Monday, September 17, 2007

Sunday dollars+sense: Where the hell are our $100 notes?

Where the hell are our $100 notes? After I wrote about them in the Canberra Times this week I did a radio interview in which I was embarrassed to say that I wasn’t sure what colour they are. I thought they were grey. In fact, $100 notes are green. That’s an indication of how often I see one.

Yet this week’s figures from the Reserve Bank show that there are an extraordinary 167 million $100 notes out there in circulation – eight for each Australian citizen.

Importantly, and unbelievably, there are more of them than there are $20 notes.

Yet there’s not an adult in the country that doesn’t know what colour a $20 note is.

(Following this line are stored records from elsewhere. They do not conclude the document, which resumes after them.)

PR #299, opened 2024-11-27
Alter so labels with numbers and underscores dont get needless backticks

anderson4j:
Before if for example had relationship rel_123, we autocompleted `MATCH (n)-[:rel^]` to
` MATCH (n)-[:`\``rel_123`\``] `
Now instead we dont backtick if we have underscore and numbers in label names/rel names/properties and just give
`MATCH (n)-[:rel_123]`

### DIFF
--- a/packages/language-support/src/autocompletion/completionCoreCompletions.ts
+++ b/packages/language-support/src/autocompletion/completionCoreCompletions.ts
@@ -32,7 +32,7 @@ import { CompletionItem, Neo4jFunction, Neo4jProcedure } from '../types';
 const uniq = <T>(arr: T[]) => Array.from(new Set(arr));
 
 function backtickIfNeeded(e: string): string | undefined {
-  if (/\s/.test(e) || /[^a-zA-Z]/.test(e)) {
+  if (/\s/.test(e) || /[^a-zA-Z0-9_]/.test(e)) {
     return `\`${e}\``;
   } else {
     return undefined;
--- a/packages/language-support/src/autocompletion/completionCoreCompletions.ts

We know where the $100 notes aren’t...A random survey in the US some time back found not a single shopper carrying a $100 note. We know that they are not widely used in automatic teller machines.

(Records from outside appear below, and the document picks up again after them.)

PR #304, opened 2024-12-03
Updates grammar and semantic analysis to the LTS version

ncordon:


modify-semantic-analysis.js
```diff
@@ -20,38 +20,10 @@ fs.readFile(file, 'utf8', function (err, data) {
...
-    cnsa_Main_updateSignatureResolver(null);
-    cnsa_Main_analyzeQuery(var$1[0]);
-    cnsa_Main_updateSignatureResolver(null);
-    cnsa_Main_analyzeQuery(var$1[0]);`,
-    `    cnsa_Main_$callClinit();`,
-  );
-
-  result = result.replace(
-    `$rt_exports.main = $rt_export_main;`,
+    `export { $rt_export_main as main };`,
```
OskarDamkjaer, line 23: I'd expected the transpiled code not to need modification and the `export { $rt_export_main as main };`. I think it's outlined in the [docs](https://teavm.org/docs/runtime/js-modules.html) under `Generating a module` how to not need/use a main with the phony calls we have now:

>By default, you use Java convention with public static main method of the main class specified in configuration. A module will be generated that exports one method called main. If you need to convert a library, don't follow this convention. Instead, create static methods in your main class and annotate them with @JSExport annotation

OskarDamkjaer: If that'd let use get rid of this extra step, it'd help us get closer to automatic publishing + depending on semantic analysis

OskarDamkjaer: Perhaps then we could try

```
<!-- Whether TeaVM should produce minified JavaScript. Can reduce JavaScript file size more than
                                 two times -->
<minifying>false</minifying>
```

minifying again? 🤔 I don't remember if why we don't have it on

ncordon: Nice! https://github.com/neo-technology/neo4j/pull/28588

OskarDamkjaer (approved):
😌 😌 😌

PR #306, opened 2024-12-04
Extended pre parser options

anderson4j:
I just added one commit but git suggests a new PR. The old PR doesnt get the push it seems?


anderson4j:
branch names were somehow different (correct camelcase on github or vice versa), found a workaround

PR #307, opened 2024-12-04
Adds simple warnings on deprecated procedures and functions

anderson4j:
Writing queries like:
`MATCH (n) RETURN id(n)`
`CALL db.create.setVectorProperty...`
Will now get 'deprecated' tags on the deprecated functions/procedures used, with messages like
"Function id is deprecated."/"Procedure db.create.setVectoryProperty is deprecated.". 

In vscode having this tag also means getting strike-through on the function name in-query.


packages/language-support/src/syntaxValidation/syntaxValidation.ts
```diff
@@ -138,6 +142,60 @@ function generateProcedureNotFoundError(
...
+): SyntaxDiagnostic {
+  const rawText = parsedProcedure.rawText;
+  const nameChunks = rawText.split('\n');
+  const linesOffset = nameChunks.length - 1;
+  const lineIndex = parsedProcedure.line - 1;
+  const startColumn = parsedProcedure.column;
+  const endColumn =
+    linesOffset == 0
+      ? startColumn + rawText.length
+      : nameChunks.at(-1)?.length ?? 0;
```
ncordon, line 156: This piece of code is repeated several times in the codebase already, so I'd suggest maybe splitting it to a helper method?

ncordon (changes requested):
We need to add the strikethrough to the codemirror editor as well.

packages/language-support/src/syntaxValidation/syntaxValidation.ts
```diff
@@ -62,6 +66,35 @@ function detectNonDeclaredLabel(
...
+): SyntaxDiagnostic {
+  const rawText = parsedProcOrFunc.rawText;
+  const nameChunks = rawText.split('\n');
+  const linesOffset = nameChunks.length - 1;
+  const lineIndex = parsedProcOrFunc.line - 1;
+  const startColumn = parsedProcOrFunc.column;
+  const endColumn =
+    linesOffset == 0
+      ? startColumn + rawText.length
+      : nameChunks.at(-1)?.length ?? 0;
```
ncordon, line 83: This part is still used in `detectNonDeclaredLabel`, so maybe worth collapsing that here as well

We know that shops and taxi drivers often carry them. Try asking for one.

And we know that only a proportion are stored in bank vaults. The old image of banks as storehouses for bundles of cash is outdated. Like all businesses, banks keep their cash balances to a minimum.

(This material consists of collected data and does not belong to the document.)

PR #309, opened 2024-12-06
Changes param in cmd-parser to take escaped strings too

anderson4j:
Cypher5/25Parser.g4 define
parameter[String paramType]
   : DOLLAR parameterName[paramType]
   ;

parameterName[String paramType]
   : (symbolicNameString | UNSIGNED_DECIMAL_INTEGER)
   ;
   
 In CypherCmdParser.g4 instead we had:
 paramsCmd: PARAM paramsArgs?;

paramsArgs: (CLEAR | listCompletionRule | map | lambda);

lambda: unescapedSymbolicNameString EQ GT expression;

So params created with lambda could never be escaped, even though regular parser allows it. this aligns cmd-parser with regular.

### DIFF
--- a/packages/language-support/src/tests/consoleCommands.test.ts
+++ b/packages/language-support/src/tests/consoleCommands.test.ts
@@ -317,6 +317,25 @@ describe('parameters', () => {
     ]);
   });
 
+  test('allows setting parameters with escaped name', () => {
+    expectParsedCommands(':param `foo foo` => bar', [
+      {
+        type: 'set-parameters',
+        parameters: [{ name: '`foo foo`', expression: 'bar' }],
+      },
+    ]);
+
+    expectParsedCommands(':param {`a a a`: 2, `b-b-b`: rand()}', [
+      {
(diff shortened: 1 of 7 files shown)


packages/language-support/src/tests/consoleCommands.test.ts
```diff
@@ -456,7 +475,7 @@ describe('parameters', () => {
         length: 1,
         position: { line: 0, startCharacter: 7, startOffset: 7 },
         token: 'x',
-        tokenType: 'variable',
```
ncordon, line 459: This is not correct, it should still be a variable

anderson4j: After shifting the definition of the lambda expression in the parser to use parameterName, this shifted to be symbolicName. I figured that was just an effect of shifting to parsing as a different token, but maybe not? Having a bit of trouble finding where it's assigned..

ncordon (approved):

And yet, incredibly, $100 notes account for more than one third of the value of the $40 billion worth of notes out there somewhere.

Maybe there are lots of Kerry Packers. He once explained his decision to carry around $225,000 in cash by saying “I like cash. I have a squirrel-like mentality."

But in the year after Packer died the number of $100 notes in circulation actually jumped (by a further eight million). So it can’t have been just him.

Internet banking, eftpos and the GST were all going to dissuade us from using cash. In fact the number of $100 notes in circulation has climbed 50 per cent since the GST came in.

Perhaps its poker. One poker player told me during the week to say he had four in his wallet. Not long before, he had 40 in a bankroll. They are used at casinos and racecourses as well.

And to cover the tracks of a surprisingly large number of Australians who want to avoid the attention of the police or the Tax Office.

They are quiet about it. Which is why many of the rest of us don’t know who they are and don’t know the notes are green.